◆ Requirement
Your job is to return every line in the data holding the string "made".

[Collected data entries]
++++++++++++++++++++
PR #81, opened 2020-12-10
made socket class throw fewer exceptions

damanmkumar:
- made service::connect noexcept
- sadcd::join_network doesn't need to catch exceptions anymore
++++++++++++++++++++
◆ Solution
made socket class throw fewer exceptions
- made service::connect noexcept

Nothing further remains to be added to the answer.